A massless spring of constant k = 88.9 N/m is fixed on the left side of a level track. A block of mass m = 0.50 kg is pressed against the spring and compresses it a distance of d. The block (initially at rest) is then released and travels toward a circular loop-the-loop of radius R = 1.5 m. The entire track and the loop-the-loop are frictionless, except for the section of track between points A and B. Given that the coefficient of kinetic friction between the block and the track along AB is µk = 0.34, and that the length of AB is 2.5 m, determine the minimum compression d of the spring that enables the block to just make it through the loop-the-loop at point C. [Hint: The force of the track on the block will be zero if the block barely makes it through the-loop-the-loop.]

so i did,
(.5)*(88.9)*X^2=(0.34)*(.5)*(9.81)*(2.5)+(2)*(1.5)*(.5)*(9.81)

44.45^2=18.88425
X=.6517994474m
What seems to be my mistakes because hw site doesn't accept my answer.

Potential energy stored in spring = (1/2)k d^2= 44.5 d^2

That will be the kinetic energy the block has departing the spring
KE =(1/2)mv^2 = 44.5 d^2

I assume that A to B is this next stretch between the spring and the bottom of the ferris wheelie.

normal force on track = m g
friction force = .34 m g
work done by friction = .34 m g (2.5)
= .85 m g

so kinetic energy at bottom of loop = 44.5 d^2 - .85 m g

Now

Loss of energy going up loop = m g h = 3 m g

Now at the top of the loop for zero force on track:
m v^2/r = m g

(1/2) m v^2 = m g r = (1/2)1.5 m g

Ke at top is therefore .75 m g

So the total kinetic energy at the bottom of the track must be 3.75 m g
so

3.75 m g = 44.5 d^2 - .85 m g
44.5 d^2 = 2.90 m g
d^2 = (2.90/44.5)(.5)(9.81)
d = .565

again, I appreciate your work but site doesn't accept this answer. I don't know why this is occurring for all the problems that I'm working on.
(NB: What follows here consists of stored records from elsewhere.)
PR #6504, opened 2023-08-13
Add minimum PEP518 build-system specification

nateprewitt:
We've been missing the minimum PEP 518 build specification in our pyproject.toml. This PR adds that, along with an explicit backend to remove any ambiguity for alternative build tools.


nateprewitt:
Fully addressed in cb2c800518423e0042789ab09f8f6e719428a444.

PR #6520, opened 2023-09-05
Create python-app.yml

leonardoadame:


nateprewitt:
Hi @leonardoadame, I'm not sure it makes sense to add this to Requests. We already have testing infrastructure set up and it appears this was lifted from another project. We'll go ahead and close this out.

PR #6819, opened 2024-10-29
Add !r to error messages for improved clarity on file paths

jjkochan-metro:
If leading and/or trailing spaces are included in the file path, they are clearly shown in the error messages because the file path is shown within quotes. If the file path is not shown within quotes, it may be difficult to identify that leading and/or trailing spaces are the cause of the problem.


sigmavirus24:
If you're willing to fix the tests, I think this change makes good sense to me and would be willing to merge it.

jjkochan-metro:
I think I fixed the tests. Please let me know if there is anything else I need to do, as I am very new to contributing to github projects.

PR #6822, opened 2024-11-08
Add HTTP status group properties for response objects

vengatgs:
## PR Description:

This PR adds properties (`is_2xx_successful`, `is_5xx_server_error`, etc.) to the HTTP response class for easy classification of HTTP status codes, improving code readability.

## Justification:
- **Improved readability**: Using direct range comparisons like `100 <= self.status_code < 200` makes the code clear and intuitive.
- **Maintaining performance**: The range comparison is efficient and keeps the performance trade-offs minimal while avoiding unnecessary complexity.

### DIFF
--- a/src/requests/models.py
+++ b/src/requests/models.py
@@ -783,28 +783,28 @@ class Response:
 
     @property
     def is_1xx_informational(self):
-        """True if the status code is an informational (1xx)"""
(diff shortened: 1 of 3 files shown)


sigmavirus24:
No thank you. We're not expanding the API of Requests at this time and the freeze is well documented. Sorry you spent your energy on this

PR #6837, opened 2024-12-03
Fix handling of non-latin credentials in HTTPDigestAuth

Sklyvan:
Fixes #6102

Update `HTTPDigestAuth` to handle non-latin credentials correctly.

* Change `_basic_auth_str` in `src/requests/auth.py` to encode `username` and `password` using `utf-8` instead of `latin1`.
* Update `build_digest_header` in `src/requests/auth.py` to correctly format the string for the header with non-latin characters.
* Add tests in `tests/test_requests.py` to verify correct handling of non-latin credentials in `HTTPDigestAuth`.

Beats me, but check my arithmetic carefully.

i tried to insert .6447721757 and the site says round-off error.

Damon, I think you made an arithmetic error here: 3.75 m g = 44.5 d^2 - .85 m g

44.5 d^2 = 2.90 m g

It should be 44.5d^2 = 4.6 m g

Then solve from there, I made that change and got the right answer.

44.5 d^2=4.6mg

d^2=(4.6*.5*9.81)/(44.5)=0.507033708
d=0.712062994m
Is this right? I have only one chance to insert the answer so i want to make sure.

It seems like you are on the right track with setting up the equation using the conservation of mechanical energy. However, there could be a mistake in your calculation.

Let's go through the steps to derive the correct equation:

1. The potential energy stored in the spring is given by: U_spring = (1/2)kx^2, where k is the spring constant and x is the displacement of the spring.

2. The initial potential energy stored in the spring is equal to the initial gravitational potential energy of the block: (1/2)kx^2 = mgh, where m is the mass of the block, g is the acceleration due to gravity, and h is the initial height of the block.

3. The initial height of the block can be determined from the compression distance, d, and the radius of the loop, R. Using trigonometry, we have: h = R(1 - cos(theta)), where theta is the angle of the loop.

4. The work done by friction along the track AB is given by: W_friction = -µkmgd, where µk is the coefficient of kinetic friction and d is the length of AB.

5. The work done by the gravitational force along the loop is given by: W_gravity = mgh.

6. The total mechanical energy at the top of the loop is equal to the sum of the initial potential energy and the work done by gravity: (1/2)kx^2 + W_gravity = (1/2)mv^2 + (1/2)mv^2, where v is the velocity of the block at the top of the loop.

7. The velocity of the block at the top of the loop can be obtained using the conservation of mechanical energy. The gravitational potential energy is converted to kinetic energy: mgh = (1/2)mv^2.

8. Rearrange the equation to solve for v: v = sqrt(2gh).

9. Substitute the expression for v into the equation from step 6 and solve for x.

By following these steps, you should be able to determine the minimum compression distance, d, of the spring that enables the block to just make it through the loop-the-loop at point C.